**What to work on**
Search the entries for the word "https". Copy every line where it turns up.

(Data records)
:::::
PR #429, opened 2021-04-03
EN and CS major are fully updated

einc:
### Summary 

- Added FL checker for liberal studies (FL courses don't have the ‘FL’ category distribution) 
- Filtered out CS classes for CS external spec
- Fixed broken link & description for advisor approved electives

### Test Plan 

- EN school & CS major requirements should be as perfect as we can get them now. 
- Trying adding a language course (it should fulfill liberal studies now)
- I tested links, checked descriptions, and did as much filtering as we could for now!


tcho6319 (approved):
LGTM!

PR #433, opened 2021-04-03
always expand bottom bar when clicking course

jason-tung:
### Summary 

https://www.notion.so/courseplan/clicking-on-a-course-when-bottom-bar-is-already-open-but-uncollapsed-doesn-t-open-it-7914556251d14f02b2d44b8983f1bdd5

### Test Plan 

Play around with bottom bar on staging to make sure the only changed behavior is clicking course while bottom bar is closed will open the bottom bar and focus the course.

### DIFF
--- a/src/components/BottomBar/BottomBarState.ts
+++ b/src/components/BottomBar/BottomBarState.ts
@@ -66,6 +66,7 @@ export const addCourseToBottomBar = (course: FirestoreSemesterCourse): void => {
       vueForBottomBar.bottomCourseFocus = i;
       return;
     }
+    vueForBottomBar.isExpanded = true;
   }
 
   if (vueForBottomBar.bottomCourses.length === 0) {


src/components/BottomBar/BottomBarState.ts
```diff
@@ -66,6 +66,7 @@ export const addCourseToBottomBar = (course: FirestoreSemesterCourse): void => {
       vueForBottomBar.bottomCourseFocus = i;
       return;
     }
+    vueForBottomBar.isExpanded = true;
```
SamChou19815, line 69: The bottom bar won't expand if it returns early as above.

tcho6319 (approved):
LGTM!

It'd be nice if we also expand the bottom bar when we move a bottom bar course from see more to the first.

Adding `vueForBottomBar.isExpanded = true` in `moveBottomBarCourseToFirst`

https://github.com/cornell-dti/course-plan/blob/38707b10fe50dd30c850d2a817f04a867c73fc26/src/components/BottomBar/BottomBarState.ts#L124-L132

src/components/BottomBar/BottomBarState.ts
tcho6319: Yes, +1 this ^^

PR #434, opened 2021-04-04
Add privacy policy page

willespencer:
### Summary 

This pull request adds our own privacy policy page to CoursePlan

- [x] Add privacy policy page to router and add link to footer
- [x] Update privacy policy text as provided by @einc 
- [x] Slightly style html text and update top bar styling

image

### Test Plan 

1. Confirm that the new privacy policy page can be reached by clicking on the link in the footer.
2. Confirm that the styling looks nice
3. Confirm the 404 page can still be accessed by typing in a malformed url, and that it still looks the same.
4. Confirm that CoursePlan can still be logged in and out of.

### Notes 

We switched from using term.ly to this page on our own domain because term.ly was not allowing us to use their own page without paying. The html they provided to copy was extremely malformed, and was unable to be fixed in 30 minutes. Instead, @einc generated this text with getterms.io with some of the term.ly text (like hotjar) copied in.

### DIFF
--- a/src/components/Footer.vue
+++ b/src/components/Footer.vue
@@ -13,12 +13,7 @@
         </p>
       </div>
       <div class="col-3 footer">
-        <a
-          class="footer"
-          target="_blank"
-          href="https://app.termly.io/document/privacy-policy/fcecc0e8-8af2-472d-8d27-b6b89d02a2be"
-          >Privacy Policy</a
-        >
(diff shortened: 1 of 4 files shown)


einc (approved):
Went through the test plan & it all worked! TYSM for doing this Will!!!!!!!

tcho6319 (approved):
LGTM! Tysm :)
:::::
**Answer space**
https://www.notion.so/courseplan/clicking-on-a-course-when-bottom-bar-is-already-open-but-uncollapsed-doesn-t-open-it-7914556251d14f02b2d44b8983f1bdd5
https://github.com/cornell-dti/course-plan/blob/38707b10fe50dd30c850d2a817f04a867c73fc26/src/components/BottomBar/BottomBarState.ts#L124-L132
-          href="https://app.termly.io/document/privacy-policy/fcecc0e8-8af2-472d-8d27-b6b89d02a2be"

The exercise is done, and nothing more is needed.